Assignment
Would you please write out every record exactly?

Top of Records shown

PR #1779, opened 2023-08-24
feat(broker): Expose `StreamrClient` instead of `NetworkNodeStub`

teogeb:
The `NetworkNodeStub` is an internal class. Therefore it is better to expose `StreamrClient` instead of that.

The client is currently used only in a test (`broker-subscriptions.test.ts`). Moved also a helper method from utils to the test and simplified it.

### DIFF
--- a/packages/broker/test/integration/broker-subscriptions.test.ts
+++ b/packages/broker/test/integration/broker-subscriptions.test.ts
@@ -28,7 +28,7 @@ const grantPermissions = async (streams: Stream[], brokerUsers: Wallet[]) => {
 
 export const getStreamParts = async (broker: Broker): Promise<StreamPartID[]> => {
     const node = await (broker.getStreamrClient().getNode())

Bottom of Records shown

Task answer
PR #1779, opened 2023-08-24
feat(broker): Expose `StreamrClient` instead of `NetworkNodeStub`

teogeb:
The `NetworkNodeStub` is an internal class. Therefore it is better to expose `StreamrClient` instead of that.

The client is currently used only in a test (`broker-subscriptions.test.ts`). Moved also a helper method from utils to the test and simplified it.

### DIFF
--- a/packages/broker/test/integration/broker-subscriptions.test.ts
+++ b/packages/broker/test/integration/broker-subscriptions.test.ts
@@ -28,7 +28,7 @@ const grantPermissions = async (streams: Stream[], brokerUsers: Wallet[]) => {
 
 export const getStreamParts = async (broker: Broker): Promise<StreamPartID[]> => {
     const node = await (broker.getStreamrClient().getNode())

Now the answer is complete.